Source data
━━━━━━

PR #25930, opened 2026-08-09
test(runner): bound axiom channel overflow watchdog

### LINKED ISSUE #25883: test(rust): bound the Axiom channel-full nonblocking check
## Problem and evidence

`burst_past_channel_cap_drops_without_blocking_or_feeding_back` is intended to prove that Axiom channel overflow never blocks tracing callers. On current `main`, it fills the channel by synchronously emitting 3,000 events while monopolizing Tokio's current-thread test runtime, then checks that the completed loop took less than 500 ms.

That structure has two independent reliability problems:

- A blocking send or retry-loop regression can stall before the elapsed-time assertion is reached, leaving the surrounding CI job timeout as the effective watchdog.
- A healthy nonblocking implementation can exceed the absolute 500 ms throughput threshold on a contended host even though the behavioral invariant still holds.

The production layer currently uses a bounded Tokio MPSC channel with `CHANNEL_CAP = 1024` and `try_send`; no production defect is reported. The defect is in how the regression test establishes and bounds backpressure.

## Decision

Proceed with a test-only rewrite that separates the queue/backpressure invariant from dispatcher and HTTP batching behavior.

━━━━━━

• WORK ITEM:
Which lines run from the one holding "- A healthy" through the one holding "## Decision" in the records above? Repeat them exactly, both included, and nothing more.

• TASK OUTPUT:
- A healthy nonblocking implementation can exceed the absolute 500 ms throughput threshold on a contended host even though the behavioral invariant still holds.

The production layer currently uses a bounded Tokio MPSC channel with `CHANNEL_CAP = 1024` and `try_send`; no production defect is reported. The defect is in how the regression test establishes and bounds backpressure.

## Decision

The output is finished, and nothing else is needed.